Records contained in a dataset
* * * *

PR #2967, opened 2022-04-12
[WDFT042022] Dino Marchiori

dinaco:


src/functions-and-arrays.js
```diff
@@ -1,42 +1,89 @@
...
+  return a > b ? a : b;
+}
 
 // Iteration #2: Find longest word
 const words = ['mystery', 'brother', 'aviator', 'crocodile', 'pearl', 'orchard', 'crackpot'];
 
-function findLongestWord() {}
-
-
+function findLongestWord(words) {
```
webLisbonTA, line 9: Great solution! Two comments here:

- A good practice is to do your parameter checking before the array loop, if the array is empty you don't the program even to thing about looping through it

- Also, you don't need to split('') the element -- you are already inside a loop and you have access to each element individually.

webLisbonTA (commented):
Well done, Dino!
Overall, very good implementation of ternary operator and array methods!

PR #1565, opened 2021-03-25
Updated swiss language file

C0RR1T:
Just made the file better because the accent used was absolutely horrendous.

### DIFF
--- a/kofta/public/locales/gsw/translation.json
+++ b/kofta/public/locales/gsw/translation.json
@@ -75,7 +75,7 @@
       "requestingToSpeak": "Gsprächsafrage",
       "listeners": "Zuehörer",
       "allowAll": "Alles erlaube",
-      "allowAllConfirm": "Bisch der sicher? Das wird all {{count}} uffordere zum rede"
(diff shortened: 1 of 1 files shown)


kofta/public/locales/gsw/translation.json
```diff
@@ -63,43 +63,43 @@
...
+      "goHomeLinkText": "Hei gah"
     },
     "room": {
       "speakers": "Sprächer",
       "requestingToSpeak": "Gsprächsafrage",
       "listeners": "Zuehörer",
-      "allowAll": "Allow all",
-      "allowAllConfirm": "Are you sure? This will allow all {{count}} requesting users to speak"
+      "allowAll": "Alles erlaube",
+      "allowAllConfirm": "Bisch der sicher? Das wird all {{count}} uffordere zum rede"
```
CORR1T, line 78: watch out this is a wrong translation, correct one would be: "Bisch der sicher? Das wird all {{count}} Benutzer wo wennd rede Berechtigung gäh zum rede"

PR #1572, opened 2021-03-25
fix(roomdescription): add max height and scrolling to room description

### LINKED ISSUE #1556: Cannot read chat if the room description is too long.
**Describe the bug**
When the room description displays longer than the available height on the screen, it prevents a user from reading the chat, as they cannot scroll past the room description. 

**To Reproduce**
1. Create a room
2. Name it anything
3. For room description fill it with a sufficiantly long unicode character that will fill up the page. I used "𒐫".
4.  Open Chat by clicking chat on the bottom bar
5. Click "Show More" on the room discription
6. Now you are unable to view or read chat messages, and you are unable to scroll past the room description. 
**Expected behavior**
You are able to scroll past the room description 

**Screenshots**
image

**What device are you on?**
Chromebook

cursorial:
fix #1556

### DIFF
--- a/kofta/src/app/modules/room-chat/RoomDescription.tsx
+++ b/kofta/src/app/modules/room-chat/RoomDescription.tsx
@@ -23,7 +23,7 @@ export const RoomDescription: React.FC<RoomDescriptionProps> = () => {
 			<p className="text-gray-400 mb-1">
 				{t("modules.roomChat.roomDescription")}
 			</p>
-			<p className="whitespace-pre-wrap break-all">
+			<p className="whitespace-pre-wrap break-all overflow-y-auto max-h-24">
 				{expanded
 					? currentRoom.description
 					: truncatedString}


goldyydev:
I don't like 2 things about this PR
- You are adding a CSS file, this does not follow the convention we have
- You are using a static max-height

cursorial:
> I don't like 2 things about this PR
> 
> * You are adding a CSS file, this does not follow the convention we have
> * You are using a static max-height

Fair points, figured there would be some pushback on this, what is the convention for CSS? Are there any examples of commits I can look at?

Would % max-height be better?

cursorial:
> > I don't like 2 things about this PR
> > 
> > * You are adding a CSS file, this does not follow the convention we have
> > * You are using a static max-height
> 
> Fair points, figured there would be some pushback on this, what is the convention for CSS? Are there any examples of commits I can look at?
> 
> Would % max-height be better?

Updated PR to use tailwind classes instead of adding new CSS file.

Also now using `rem` instead of static `px` value for `max-height`.

goldyydev:
Alright, can you please show that it's working? (screenshot)

cursorial:
Screenshot from 2021-03-25 19-56-02
Screenshot from 2021-03-25 19-56-12
Screenshot from 2021-03-25 19-56-20

overlisted (approved):

PR #1581, opened 2021-03-25
fix(roomcard): hide long display names on roomcard

### LINKED ISSUE #1557: Long display names cause names to go past the edge of the page
**Describe the bug**
Very long display names continue outside the user list in the Room list.

**To Reproduce**
1. Change your display name to a name consisting of long Unicode characters. (i used ﷽)
2. Join a room
3. Click the house in the top left corner to go back to the page listing the rooms.

**Expected behavior**
The long display names should be truncated.
**Screenshots**
image

**What device are you on?**
Chromebook
**Additional context**

cursorial:
fix #1557

Before:
Screenshot from 2021-03-25 20-49-09

After:
Screenshot from 2021-03-25 20-46-39

### DIFF
--- a/kofta/src/app/components/RoomCard.tsx
+++ b/kofta/src/app/components/RoomCard.tsx
@@ -39,7 +39,7 @@ export const RoomCard: React.FC<RoomProps> = ({
     previewNodes.push(
       <div
         key={p.id}
-        className={`text-left text-simple-gray-d9 ${!i ? "mt-1.5" : "mt-0.5"}`}
+        className={`text-left text-simple-gray-d9 overflow-x-hidden ${!i ? "mt-1.5" : "mt-0.5"}`}
       >
         {p.displayName?.slice(0, 50)}
       </div>


benawad:
is it better to hide instead of word break thing?

cursorial:
Do we prefer one over the other?

benawad:
I think word break so it doesn't hide legit long descriptions

cursorial:
Cool, I'll update this tomorrow with that change.

Can I just clarify what you mean by

> word break thing

?

Do we want `...` at the end of the truncated value?
Do we want `see more`?
If we do want a `see more`, how will it expand? Down, across, scroll?

This has made me think, what if we adopt something similar to the way spotify displays text that is too wide for the screen where it marquees?

https://i.gyazo.com/76a39555b1cf12a35331537f06fbaa97.mp4

benawad:
oh you know what, I was thinking this was the description, but this is just someone with a really long name. I think I'm cool with just hiding it,

PR #1585, opened 2021-03-25
feat(global): Added .devcontainer for an easier local development environment

Drakota:
While trying to contribute on the project and seeing the many steps to build the project locally, I thought I'd make it easier for new contributors by making a [devcontainer](https://code.visualstudio.com/docs/remote/devcontainerjson-reference) that works with VSCode and setup everything automatically with Docker.

You need to have the [Remote - Containers](https://marketplace.visualstudio.com/items?itemName=ms-vscode-remote.remote-containers) extension installed:
image

When opening the repo you'll get the following notification:
image

By clicking Reopen in Container this will create a new devcontainer with Elixir, Node, Postgres and RabbitMQ installed.
In `devcontainer.json`
We can set all the ports we want to expose to our local machine (I may be missing some)
```json
"forwardPorts": [
        80,
        3000,
        4001,
        8080,
        5432,
        5672,
        15672
],
```

We can also specify VSCode extensions that will be automatically installed when the container is created, which is a good way to enforce to use extensions like ESLint and Prettier by everyone (I put the ones that were obvious, but we can add more).
```json
"extensions": [
        "dbaeumer.vscode-eslint",
        "esbenp.prettier-vscode",
        "jakebecker.elixir-ls",
        "bradlc.vscode-tailwindcss"
],
```
image

### DIFF
--- a/.devcontainer/Dockerfile
+++ b/.devcontainer/Dockerfile
@@ -1,0 +1,30 @@
+# Update to pick an Elixir version: 1.9, 1.10, 1.10.4
+ARG VARIANT=latest
+FROM elixir:${VARIANT}
+
+ENV USERNAME=doge
+ENV USER_UID=1000
+ENV USER_GID=$USER_UID
+
+COPY scripts/*.sh /tmp/scripts/
+
+# Create non-root doge user
+RUN apt-get update && export DEBIAN_FRONTEND=noninteractive \
+    && bash /tmp/scripts/user.sh "$USERNAME" "$USER_UID" "$USER_GID" \
+    # Clean up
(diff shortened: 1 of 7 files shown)


benawad:
I like this idea, do you want to add this info to the contributing guide getting started section as a way to setup the backend

Drakota:
@benawad Yeah sure, I've added instructions for the devcontainer setup in CONTRIBUTING.md

cursorial:
This is really nice

amitojsingh366 (approved):
I can see this helping a lot!

Drakota:
Great, indeed I think this will help new contributors get setup fast and this also works well with [Github's codespaces](https://github.com/features/codespaces) feature. If we ever need to change the version of Elixir or Node we can also do that in the `Dockerfile`.

PR #1609, opened 2021-03-26
Add and fix some pt-pt translations

miguelcarreiro:
This PR includes:
- Translation of the non-translated pt-pt translation keys;
- Fixes some pt-pt translation keys;
- Execution of `npm run i18` command.


amitojsingh366:
omg why is this PR so big

miguelcarreiro:
> omg why is this PR so big

@amitojsingh366 That's because I ran `npm run i18` command.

* * * *

• ACTIVITY: Please make an exact copy of the lines above from the line with "Cool, I'll update" through the line with "If we do want", both ends included.

• REPLY:
Cool, I'll update this tomorrow with that change.

Can I just clarify what you mean by

> word break thing

?

Do we want `...` at the end of the truncated value?
Do we want `see more`?
If we do want a `see more`, how will it expand? Down, across, scroll?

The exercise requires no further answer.